Many estates or other rural land owners have been at the hearts of their communities for generations and many have used the Covid-19 crisis to strengthen those links even further, but the ‘public goods for public money’ mantra that will underpin much of the future financial support for agriculture can only increase scrutiny of what happens in the countryside. It wasn’t long ago that some commentators, daring to dream that the UK would fall en-masse under the spell of Jeremy Corbyn’s vision of a socialist revival, were publicly talking about the nationalisation of property that didn’t fulfil certain ideals. That moment has passed for now, but who is to say it won’t return – we live in strange times. But that aside, I can’t think of any business that regrets getting more involved with its local community. Open Farm Sunday, for example, has contributed immensely to the public’s understanding of what goes on beyond the farm gate. Read our article on the Blenheim Estate on to see some of the benefits in action.

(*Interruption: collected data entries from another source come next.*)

PR #3335, opened 2019-11-27
DHFPROD-3769: Set appropriate URI extension when mapping across formats

ryanjdew:


marklogic-data-hub/src/main/resources/ml-modules/root/data-hub/5/builtins/steps/mapping/default/main.sjs
```diff
@@ -87,6 +87,10 @@ function main(content, options) {
 
   //now let's make our attachments, if it's xml, it'll be passed as string
   instance['$attachments'] = doc;
+  // fix the document URI if the format changes
+  if (content.uri && !content.uri.endsWith(outputFormat)) {
```
rjrudin: Is outputFormat known to be lowercase here? I don't know if it matters if "XML" or "JSON" is used?

marklogic-data-hub/src/main/resources/ml-modules/root/data-hub/5/builtins/steps/mapping/entity-services/main.sjs
```diff
@@ -164,7 +168,14 @@ function buildEnvelope(entityInfo, doc, instance, outputFormat, options) {
       if (attachments instanceof Document && attachments.documentFormat === 'JSON') {
         nb.addText(xdmp.quote(attachments));
       } else {
-        nb.addNode(attachments);
+        // can get sequence of nodes in JSON to XML scenario
```
rjrudin: Is this being included to address a separate issue?

marklogic-data-hub/src/main/resources/ml-modules/root/data-hub/5/builtins/steps/mapping/entity-services/main.sjs
```diff
@@ -70,6 +70,10 @@ function main(content, options) {
     datahub.debug.log({message: e, type: 'error'});
     throw Error(e);
   }
+  // fix the document URI if the format changes
+  if (content.uri && !content.uri.endsWith(outputFormat)) {
```
rjrudin: Because this is duplicated, I recommend adding a function to a library that accepts a URI and an output format and if the "if" condition is met, a modified URI is returned; else, the original URI is returned. That function can then be covered via very small unit tests to address all the scenarios we can think of.

marklogic-data-hub/src/main/resources/ml-modules/root/data-hub/5/builtins/steps/mapping/entity-services/main.sjs
ryanjdew: There isn't a separate issue filed that I've seen, but the unit test would fail without either this change or manipulating the JSON object to have a single root property.

marklogic-data-hub/src/main/resources/ml-modules/root/data-hub/5/builtins/steps/mapping/entity-services/main.sjs
ryanjdew: Done. Moved it to a function in flowUtils and added unit test specifically for it.

bsrikan:
Fails to run both json flows in the mapping-example project

image

xml-json seems ok

xml-xml doesnt extract all the array items, only first item is returned by both Test and Run button 

<names datatype="array">
	<Name><first xsi:type="xs:string">Jane</first><prefix xsi:type="xs:string">Mrs</prefix><middle xsi:type="xs:string">Joan</middle><last xsi:type="xs:string">Smith</last></Name>
      </names>

rjrudin:
@bsrikan I'm double-checking, but that's not related to this - I'm guessing that project just needs to be updated based on the change to parseDate and parseDateTime.

rjrudin:
@bsrikan Yup, that's the problem - I'm submitting a separate PR related to 3620 to fix the mapping-example project.

SameeraPriyathamTadikonda:
Merging it manually as the test passes locally.

PR #3336, opened 2019-11-27
DHFPROD-3769: Set appropriate URI extension when mapping across formats

ryanjdew:


SameeraPriyathamTadikonda:
Merging it manually as the test passes locally

PR #4033, opened 2020-06-01
DHFPROD-4168: Add Entity Property

brucean52:
DHFPROD-4168: added integration tests and design fixes

** Adding property only adds to the UI. There is another story for saving the properties to the DB.
One integration test is blocked by the bug DHFPROD-5096

#### Checklist: 
```diff
- Note: do not change the below
```

-  ##### Owner:

- [x] Added Tests
  

- ##### Reviewer:

- [x] Reviewed Tests


marklogic-data-hub-central/ui/e2e/cypress/fixtures/users/architect.json
```diff
@@ -0,0 +1,6 @@
+{
+  "user-name": "hc-architect",
```
bsrikan, line 2: We have a testUserWithRoles() function that we can reuse to add any roles a test would need. So we have a developer, operator and a generic user. The purpose of generic user is to add roles to it as needed and test.

Do you think we can use that to test and get rid of this user?

brucean52: Thanks.  I removed the architect role and using the loginAsTestUserWithRoles() method instead.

From my experience poor communication is at the root of many of the issues that plague rural businesses. I’m not talking about failing to get to grips with social media, which we look at on page 42, but something more intrinsic. Many of the landlord-tenant disputes that our Rural Asset Management team deals with come down to people not speaking to each other. Succession is often another crunch point that could be more easily dealt with if the parties involved talked more openly together. Consider your business as being at the centre of a web linking it to suppliers, customers, tenants, lenders, advisors, stakeholders and other interested parties. Which of those links could work more efficiently, saving you time and often money? But from a wider industry perspective the most important conversation we need to have over the coming years is with the public. Food production is at a crossroads and if we are going to ask the consumer to buy British we need to present a compelling case.